Denise Low
Denise Low and Lucille Lang Day
1 DECEMBER 2024 — sunday
Poetry Flash presents a poetry reading featuring Lucille Lang Day, Birds of San Pancho and Other Poems of Place, and Denise Low, House of Grace, House of Blood: Poems, Art House Gallery & Cultural Center, 2905 Shattuck Avenue, Berkeley, two blocks north of Ashby BART, refreshments, free, 3:00 pm PST (poetryflash.org).
Thank you for continuing to support Poetry Flash and our reading series.
Featured books for this reading will be available for signing at the event and at bookshop.org/shop/poetryflash. This event will be posted on the Poetry Flash YouTube channel: www.youtube.com/channel/UClwdR-uPFNz7XxbBbLcnoEA.
MORE ABOUT THE READERS
Lucille Lang Day is the author of four poetry chapbooks and seven full-length collections, most recently Birds of San Pancho and Other Poems of Place. Left Margin LIT's David Roderick says, "Very few poets possess the acute observational power on display in Lucille Lang Day's Birds of San Pancho. In lyric, narrative, and meditative forms, Day's curiosity and love for the world radiate from every page. The life affirming vision in this book makes it a perfect read for our fraught time." She edited the anthology Poetry and Science: Writing Our Way to Discovery, coedited Fire and Rain: Ecopoetry of California and Red Indian Road West: Native American Poetry from California, and authored two children's books and a memoir. Her honors include the Blue Light Poetry Prize, two PEN Oakland, Josephine Miles Literary Awards, the Joseph Henry Jackson Award, and eleven Pushcart Prize nominations. The founder and publisher of Scarlet Tanager Books, she is of Wampanoag, British, and Swiss/German descent.
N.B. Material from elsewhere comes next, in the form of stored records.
PR #1885, opened 2023-06-08
Support Escaping/Unescaping strings in tokenizer

Shaikh-Ubaid:


Shaikh-Ubaid:
The step `Run mamba-org/provision-with-micromamba@main` seems to fail for three jobs at the CI.

Shaikh-Ubaid:
```bash
(lp) ubaid@ubaids-MacBook-Pro lpython % cat examples/expr2.py                     
r"""
Text
123\n\t
"""
(lp) ubaid@ubaids-MacBook-Pro lpython % python -m tokenize examples/expr2.py      
0,0-0,0:            ENCODING       'utf-8'        
1,0-4,3:            STRING         'r"""\nText\n123\\n\\t\n"""'
4,3-4,4:            NEWLINE        '\n'           
5,0-5,0:            ENDMARKER      ''             
(lp) ubaid@ubaids-MacBook-Pro lpython % lpython examples/expr2.py --show-ast        
(Module
    [(Expr
        (ConstantStr
            "\nText\n123\n\t\n"
            ()
        )
    )]
    []
)
```

In the above example, we have a raw string. For raw strings, escape sequences are treated as regular characters. We see that the current output of `lpython` is not as expected. Previously, the unescaping of string was done at the parser level, where we did not unescape strings which have `PREFIX_STRING` (see [semantics.h](https://github.com/lcompilers/lpython/blob/main/src/lpython/parser/semantics.h#L809)) of `r`.

certik:
Good point. I see two ways forward:

* unescape at the parser level
* add a special token for raw strings of the type `r"xxx"`, and then handle unescaping correctly. Modify the parser accordingly.

Shaikh-Ubaid:
>add a special token for raw strings of the type r"xxx", and then handle unescaping correctly. Modify the parser accordingly.

It seems that adding token for strings is possible, but is leading to many new tokens being added (raw_strings, bytes, raw_bytes, formatted strings, raw_formatted strings, etc.)

```
raw_str1 = ("r" | "R") (string1 | string2);
raw_str2 = ("r" | "R") (string3 | string4);
bytes1 = ("b" | "B") (string1 | string2);
bytes2 = ("b" | "B") (string3 | string4);
raw_bytes1 = ("rb" | "rB" | "Rb" | "RB" | "br" | "bR" | "Br" | "BR") (string1 | string2);
raw_bytes2 = ("rb" | "rB" | "Rb" | "RB" | "br" | "bR" | "Br" | "BR") (string3 | string4);
...
```

For the moment it seems it is better to proceed with unescaping at the parser level.

certik:
I think if you use `'rb'` then it is case insensitive in re2c. But it's fine.

certik:
Looks good to me. @Shaikh-Ubaid let me know when this is ready for review.

tests/reference/ast_new-string1-96b90b3.stdout
```diff
@@ -499,20 +499,20 @@
...
         (ConstantBytes
-            "b'\n'"
+            "b'\\n'"
             ()
         )
     )
     (Expr
         (ConstantBytes
-            "b'\n\n\\n'"
+            "b'\n\\n\\\\n'"
```
Shaikh-Ubaid, line 515: In the example above, the given string is
```
b'''
\n\\n'''
```

With respect to this example, it seems that all strings (including raw strings, bytes, raw bytes, etc.) need unescaping at the tokenizer level. And then we need to escape them if they are raw strings/ bytes/ raw bytes, etc (I think at the parser level).

certik: Why do raw strings have to be escaped?

Shaikh-Ubaid: I think you are right, Sir. I will look into it.

src/libasr/asdl_cpp.py
```diff
@@ -1934,12 +1934,12 @@ def visitField(self, field, cons):
...
                 if field.opt:
                     self.emit("if (x.m_%s) {" % field.name, 2)
-                    self.emit(    's.append("\\"" + get_escaped_str(x.m_%s) + "\\"");' % field.name, 3)
+                    self.emit(    's.append("\\"" + str_escape_c(x.m_%s) + "\\"");' % field.name, 3)
                     self.emit("} else {", 2)
                     self.emit(    's.append("[]");', 3)
                     self.emit("}", 2)
                 else:
-                    self.emit('s.append("\\"" + get_escaped_str(x.m_%s) + "\\"");' % field.name, 2)
+                    self.emit('s.append("\\"" + str_escape_c(x.m_%s) + "\\"");' % field.name, 2)
```
certik, line 1942: I would keep this change.

tests/reference/wat-bool1-234bcd1.stdout
```diff
@@ -184,7 +184,7 @@
     (data (;0;) (i32.const 4) "\0c\00\00\00\01\00\00\00")
     (data (;1;) (i32.const 12) "    ")
     (data (;2;) (i32.const 16) "\18\00\00\00\01\00\00\00")
-    (data (;3;) (i32.const 24) "\0a   ")
+    (data (;3;) (i32.const 24) "\n   ")
```
certik, line 187: Let's keep this change.

Shaikh-Ubaid:
See https://github.com/lcompilers/lpython/pull/1902#issue-1755530251.

Shaikh-Ubaid:
Ready.

Shaikh-Ubaid:
> Good point. I see two ways forward:
> 
> * unescape at the parser level
> * add a special token for raw strings of the type `r"xxx"`, and then handle unescaping correctly. Modify the parser accordingly.

This PR currently unescapes at tokenizer level. (LFortran also currently unescapes at tokenizer level since it needs to know the quote used to create the string literal).

The concern in the current approach of unescaping at the tokenizer level in LPython is that we are needing to create several/many new tokens like raw strings, unicode strings, formatted strings, raw formatted strings, bytes, raw bytes (and these also need support at the parser level).

Shaikh-Ubaid:
In the current approach, we unescape all `strings`, `bytes` unless it is marked `raw` in which case we do not unescape (and therefore the escape sequences present (if any) in the raw string/bytes would be treated as character literals).

Shaikh-Ubaid:
Ready.

tests/reference/ast_new-string1-96b90b3.stdout
```diff
@@ -129,7 +129,7 @@
     (Expr
         (ConstantStr
             "Text"
-            ()
+            "u"
```
certik, line 132: This change fixes a bug?

certik:
Thanks for this. I think you might have found and fixed another bug (https://github.com/lcompilers/lpython/pull/1885#discussion_r1228837650).

That bug aside, it does seem this approach is more complicated than doing it in the parser. Let's keep this PR open for a while and think about it.

@czgdp1807 let us know your opinion on this approach as well.

tests/reference/ast_new-string1-96b90b3.stdout
Shaikh-Ubaid: It seems that the prefixes "u" and "U" were meaningful for Python 2. In Python 3, all string literals are Unicode by default. Thus, it seems the prefixes "u" and "U" do not add much/any value in Python 3 (Reference https://chat.openai.com/share/1270fc0a-fb93-4638-822d-3d1619488027).

With respect to the above, I think it does not as such fix a bug. Previously, we were passing the kind only for "u" (prefix). Currently, we also pass the kind value for "U" (capital `U`) (prefix).

czgdp1807 (commented):
What's the status of this? Do we need this?

Shaikh-Ubaid:
>What's the status of this? Do we need this?

We need your opinion on it. Please, let us know what we should do. 

We currently handle unescaping at the parser level for LPython (and tokenizer level for LFortran). This PR supports unescaping at tokenizer level for LPython. 

Any approach works for me. Please feel free to close/merge it as required.

czgdp1807:
If there is no significant benefit of bringing un-escaping to the tokenizer level in LPython, then I wouldn't work on it for the time being. There are higher priority things to be done (like bug fixing, performance improvements to perform better than LPython's competitors), so let's work on those.

PR #1891, opened 2023-06-12
Handle array as return variable using the lpython decorator

Thirumalai-Shaktivel:


Thirumalai-Shaktivel:
Sometimes I get:
```
python(12438,0x1e33a1e00) malloc: Heap corruption detected, free list is damaged at 0x600000e7cb00
*** Incorrect guard value: 4634274385308418048
python(12438,0x1e33a1e00) malloc: *** set a breakpoint in malloc_error_break to debug
```
we need to fix this!

integration_tests/lpython_decorator_02.py
```diff
@@ -0,0 +1,15 @@
+from numpy import array
+from lpython import i32, f64, lpython
+
+@lpython
+def multiply(n: i32, x: f64[:]) -> f64[:]:
+    i: i32
+    for i in range(n):
+        x[i] *= 5.0
+    return x
```
Thirumalai-Shaktivel, line 9: Here is the generated C code for the above function:
```C
void multiply(int32_t n, struct r64* x, struct r64* _lpython_return_variable)
{
    int32_t __1_t;
    int32_t __1_v;
    int32_t i;
    for (i=0; i<=n - 1; i++) {
        x->data[(i - x->dims[0].lower_bound)] = x->data[(i - x->dims[0].lower_bound)]*  5.00000000000000000e+00;
    }
    __1_v = ((int32_t)x->dims[1-1].lower_bound);
    for (__1_t=((int32_t)_lpython_return_variable->dims[1-1].lower_bound); __1_t<=((int32_t) _lpython_return_variable->dims[1-1].length + _lpython_return_variable->dims[1-1].lower_bound - 1); __1_t++) {
        _lpython_return_variable->data[(__1_t - _lpython_return_variable->dims[0].lower_bound)] = x->data[(__1_v - x->dims[0].lower_bound)];
        __1_v = __1_v + 1;
    }
    return;
}
```
Here, I think the second for loop iteration should access the `x` variable instead of `_lpython_return_variable`. I need to investigate more about this.

integration_tests/lpython_decorator_02.py
```diff
@@ -0,0 +1,15 @@
+from numpy import array
+from lpython import i32, f64, lpython
+
+@lpython
+def multiply(n: i32, x: f64[:]) -> f64[:]:
```
certik, line 5: This needs to be changed to:
```python
n = TypeVar("n")
def multiply(n: i32, x: f64[:]) -> f64[n]:
```
The return array must have a length that is determined using the function arguments.

Thirumalai-Shaktivel:
This: https://github.com/lcompilers/lpython/pull/1891#issuecomment-1587247957 is fixed!

integration_tests/lpython_decorator_02.py
certik: The second loop seems to copy `x` into `_lpython_return_variable`, which seems correct:
```
        _lpython_return_variable->data[(__1_t - _lpython_return_variable->dims[0].lower_bound)] = x->data[(__1_v - x->dims[0].lower_bound)];
```

certik (approved):
I think this looks good.

Issue #1893, opened 2023-06-12
Hide the "numpy" module unless `--with-intrinsic-mods` is used


certik:
The ASR shows:
```
            numpy:
                (Module
                    (SymbolTable
                        3
                        {
                            __lpython_overloaded_0__arccos:
                                (Function
                                    (SymbolTable
                                        41
                                        {
                                            _lpython_return_variable:
```
But this should be hidden unless `--with-intrinsic-mods` is used.

PR #1895, opened 2023-06-12
Pickle: Hide "numpy" module unless `--with-intrinsic-mods` is used

Shaikh-Ubaid:
fixes https://github.com/lcompilers/lpython/issues/1893


Shaikh-Ubaid:
It seems that this issue https://github.com/lfortran/lfortran/pull/1805#issuecomment-1588136251 is being experienced here at LPython as well. I guess there is some issue at GitHub's end?

Shaikh-Ubaid:
Ready.

certik (approved):
I think that looks good. Maybe later we can simply mark the "numpy" ASR Module as intrinsic as well, so the checks will simplify. For now this is good, thanks!

PR #2646, opened 2024-04-12
CI: Support uploading tarball to release

anutosh491:


ci/environment_linux.yml
```diff
@@ -0,0 +1,20 @@
+name: lf
```
Shaikh-Ubaid, line 1: Let's not add another environment file. Instead let's reuse the existing `ci/environment.yml` file similar to other jobs.

PR #2651, opened 2024-04-14
Add builtin functions

farah-salama:
## Functions
`str.center()` : Return centered in a string of length width. Padding is done using the specified fillchar (default is an ASCII space). 
`str.expandtabs()` : Return a copy of the string where all tab characters are replaced by one or more spaces, depending on the current column and the given tab size.
## Testing
Tests were added in `integration_tests/test_str_attributes.py`


tests/reference/run_dbg-test_raise_01-dfd86ca.stderr
```diff
@@ -1,7 +1 @@
-  File "tests/runtime_errors/test_raise_01.py", line 1
-    def test():
-  File "tests/runtime_errors/test_raise_01.py", line 4
-    test()
-  File "tests/runtime_errors/test_raise_01.py", line 2
-    raise
-ERROR STOP
+semantic error: The `runtime stacktrace` is not enabled. To get the stacktraces, re-build LPython with `-DWITH_RUNTIME_STACKTRACE=yes`
```
Shaikh-Ubaid, line 1: You should build the `lpython` project with `-DWITH_RUNTIME_STACKTRACE=yes`. You can simply use the provided `build0.sh` and `build1.sh` files for building which has this options already setup.

Shaikh-Ubaid (commented):
I would suggest rebasing your PR over the latest `main`, rebuilding the project and updating the reference tests.

At a high level this seems good. I will review again after the rebase.

tests/reference/run_dbg-test_raise_01-dfd86ca.stderr
farah-salama: I did as you suggested and this error appeared, I guess I missed something while implementing the function but I can't figure out what exactly

image

kmr-srbh: @farah-salama the issue occurs because you have not currently implemented the method for compile-time strings. You can have a look at how `startswith` is implemented and add support for them.

src/lpython/semantics/python_ast_to_asr.cpp
```diff
@@ -6880,6 +6880,59 @@ class BodyVisitor : public CommonVisitor<BodyVisitor> {
...
+                ASR::ttype_t *arg_value_type = ASRUtils::expr_type(arg_value);
+                if (!ASRUtils::is_integer(*arg_value_type)) {
+                    throw SemanticError("str.expandtabs() argument must be integer", loc);
+                }
+
+                ASR::call_arg_t value;
+                value.loc = loc;
+                value.m_value = args[0].m_value;
+                fn_args.push_back(al, value);
+            }
```
Shaikh-Ubaid, line 6935: This handles runtime implementation. We also need to support compile-time implementation inside https://github.com/lcompilers/lpython/blob/7d0cfdbec3269b3aaaeea57a012e7b9135194ba1/src/lpython/semantics/python_ast_to_asr.cpp#L6909.

src/runtime/lpython_builtin.py
```diff
@@ -1085,6 +1085,65 @@ def _lpython_str_isspace(s: str) -> bool:
...
+    result: str = ""
+    c: str
+    for c in s:
+        if c == '\t':
+            if tabsize > 0:
+                i: i32
+                for i in range(tabsize-(col % tabsize)):
+                    result += ' '
+            col = 0
+        elif (c == '\n') | (c == '\r'):
```
kmr-srbh, line 1135:
```suggestion
        elif c == '\n' or c == '\r':
```

src/runtime/lpython_builtin.py
```diff
@@ -1085,6 +1085,65 @@ def _lpython_str_isspace(s: str) -> bool:
...
+        left_padding = i32(width/2) + 1
+    else:
+        left_padding = i32(width/2)
+    i: i32 
+    for i in range(left_padding):
+        result += fillchar
+    right_padding: i32 = width - left_padding
+    result += s
+    for i in range(right_padding):
+        result += fillchar
```
kmr-srbh, line 1112: We can utilize the new improvement in string repeat added a dew days ago and simplify this to just:
```python
right_padding: i32 = width - left_padding
result += fillchar * left_padding
result += s
result += fillchar * right_padding
```

#2652 needs to be addressed to achieve it. For now we may keep the current `for` loop.

src/runtime/lpython_builtin.py
```diff
@@ -1085,6 +1085,65 @@ def _lpython_str_isspace(s: str) -> bool:
...
+    """
+    Return centered in a string of length width. 
+    Padding is done using the specified fillchar (default is an ASCII space). 
+    The original string is returned if width is less than or equal to len(s).
+    """
+    if(len(fillchar) != 1):
+        raise TypeError("The fill character must be exactly one character long")
+    if(width <= len(s)):
+        return s
+    width -= len(s)
```
kmr-srbh, line 1099:
```suggestion
    str_len: i32 = len(s)
    if width <= str_len:
        return s
    width -= str_len
```

Although `len(x)` is a O(1) operation, let's have only a single function call.

integration_tests/test_str_attributes.py
```diff
@@ -472,6 +472,24 @@ def is_numeric():
     assert "".isnumeric() == False
     assert "ab2%3".isnumeric() == False
 
+def center():
```
kmr-srbh, line 475: The current implementation supports runtime strings. Please add tests for them. By runtime strings, I mean a string stored in a variable. You can have a look at how other `is_upper()` is tested.

kmr-srbh (changes requested):
I shared some comments above. The PR looks good. 

It would be nice to have #2652 resolved as it can speed up things.

integration_tests/test_str_attributes.py
kmr-srbh: @farah-salama please update the test references also.

kmr-srbh: Could you please rebuild and update the test references again?

kmr-srbh:
@farah-salama the print statements existed for checking the tests. Please revert that change.

farah-salama:
@Shaikh-Ubaid @kmr-srbh Thank you so much for your help.
I tried to handle the compile-time implementation for the functions in `handle_constant_string_attributes` but I couldn't find a similar function implemented that takes an integer argument and I faced many errors that I couldn't solve so I changed the test cases to test the run time implementation only, I would appreciate it though if someone could tell me how to handle the compile-time implementation for such functions.

kmr-srbh:
@farah-salama I present the method to implement `center`. You may similarly follow to implement `expandtabs`. 

We first check for the number of arguments to the function.
```c++
if (args.size() != 1 || args.size() != 2) {
    throw SemanticError("str.center() takes 1 or 2 arguments",
                        loc);
}
```
We next move on to check the argument types. As `fillchar` is an optional parameter, we need an `if` block to check for `args.size()` again. When we have 1 argument, we handle only `width`. When we have 2 arguments, we handle both.

You can check for `width` being an integer type like:
```c++
ASR::expr_t *arg1 = args[0].m_value;
ASR::ttype_t *type = ASRUtils::expr_type(arg1);
if (!ASRUtils::is_integer(*type)) {
    throw SemanticError("argument  'width' to str.center() must be of type int",
                    arg1->base.loc);
}
```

Denise Low's new book of poems is House of Grace, House of Blood. Mihku Paul says "House of Grace, House of Blood moves far beyond the personal narrative to create an experience that clearly identifies the blade edge that is so-called American history, and invites the reader to consider how exclusion and connection hone it." Low's previous collections include Shadow Light: Poems, The Turtle's Beating Heart: One Family's Story of Lenape Survival, and A Casino Bestiary, among others. The 2007-2009 Poet Laureate of Kansas, she founded the Creative Writing Program at Haskell Indian Nations University and is a past board president of the AWP/Association of Writers and Writing Programs. She currently is literary co-director for The 222, a nonprofit performing arts center in Healdsburg, California, and is on the advisory board of Write On Door County, a Wisconsin retreat with residencies for writers. She is of Northern European and Lenape/Munsee (Delaware) heritage.